You can check how the data is processed, the model makes a prediction, and the response is processed without launching the web application. There are methods for this:

  • UP.predict - Method that is called by the web application with the data received in the request. If the auto_detect_predict_params=True flag is set in the config (See Config: auto_detect_predict_params), the arguments of this method are the same as the arguments of the model's predict method. If the auto_detect_predict_params=False flag is set in the config, the data is passed in the data_for_predict argument.
  • UP.async_predict - Asynchronous version of UP.predict.
  • UP.predict_from - Same as UP.predict, but does not call the data transformer before calling the model predictor. This allows you to quickly test the model, without transforming your test data into a valid JSON format.
import numpy
import mlup

class MyModel:
    def predict(self, X):
        return X

model = MyModel()

up = mlup.UP(ml_model=model, conf=mlup.Config(auto_detect_predict_params=True))
up.ml.load()

obj_1 = [1, 2, 3]
obj_2 = [4, 5, 6]
objs_for_predict = [obj_1, obj_2]
up.predict(X=objs_for_predict)
await up.async_predict(X=objs_for_predict)
up.predict_from(X=numpy.array(objs_for_predict))

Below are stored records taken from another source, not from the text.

PR #4635, opened 2022-08-26
[WINMM] Winmm fixes for system sound

TAN-Gaming:
## Proposed changes
- Fix incorrect registry key in `get_mmioFromProfile`
- `get_mmioFromProfile` : Expand environment strings if registry value type is `REG_EXPAND_SZ`
- Use `RegOpenCurrentUser` to access the appropriate `HKEY_CURRENT_USER` key. This allows functions that use `HKEY_CURRENT_USER` to be called from system processes while impersonating, for example: winlogon
- Fix `SystemDefault` event and `SND_NODEFAULT` flag

#### Also:
- `get_mmioFromProfile` code formatting
- `PlaySound_IsString` code formatting

### DIFF
--- a/dll/win32/winmm/playsound.c
+++ b/dll/win32/winmm/playsound.c
@@ -121,15 +121,16 @@ static HMMIO	get_mmioFromProfile(UINT uFlags, LPCWSTR lpszName)
     err = RegOpenKeyW(hRegApp, lpszName, &hScheme);
     RegCloseKey(hRegApp);
     if (err != 0) goto none;
-    /* what's the difference between .Current and .Default ? */
-    err = RegOpenKeyW(hScheme, wszDotDefault, &hSnd);
-    if (err != 0)
+    
+    err = RegOpenKeyW(hScheme, wszDotCurrent, &hSnd);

up.conf.auto_detect_predict_params = False
# Refresh mlup model settings
up.ml.load_model_settings()

up.predict(data_for_predict=objs_for_predict)
await up.async_predict(data_for_predict=objs_for_predict)
up.predict_from(data_for_predict=numpy.array(objs_for_predict))

Different model types

By default, mlup calls the model's predict method. This behavior can be changed using the predict_method_name="predict" parameter. For models that are callable, predict_method_name="__call__" should be specified. For example, for tensorflow, torch models.

import mlup
from mlup.ml.empty import EmptyModel

up = mlup.UP(ml_model=EmptyModel(), conf=mlup.Config(predict_method_name="__call__"))

Also, models can be binarized in different ways: pickle, joblib, onnx, etc. By default, mlup tries the pickle binarizer (mlup.ml.binarization.pickle.PickleBinarizer). This behavior can be changed by specifying the binarization_type parameter. You can specify one of the mlup binarizers or specify your own (See Binarizers).

Launch on servers

There is one important difference between the local configuration and the server configuration. On the server, the model is always loaded from storage - for example, from a local disk. On the local, you can load the model directly from a variable.

P.S. When you pickle mlup.UP of an object, the model is saved along with the mlup.UP object and is not additionally loaded from disk.

To do this, you need to specify the path to the model on the server in the config. Two parameters are responsible for this: storage_type and storage_kwargs.

import mlup
from mlup import constants

up = mlup.UP(
    conf=mlup.Config(
        storage_type=constants.StorageType.disk,
        storage_kwargs={
            'path_to_files': '/path/to/your/model/on/server.extension',
            'files_mask': 'server.extension',
        },
    )
)

mlup creates an object from storage_type and uses storage_kwargs as creation arguments. In the case of mlup.constants.StorageType.disk, you must specify the path to the path_to_files model and can specify file_mask. file_mask is a regular expression that will find your model in path_to_files.

By default, mlup storage_type=constants.StorageType.memory.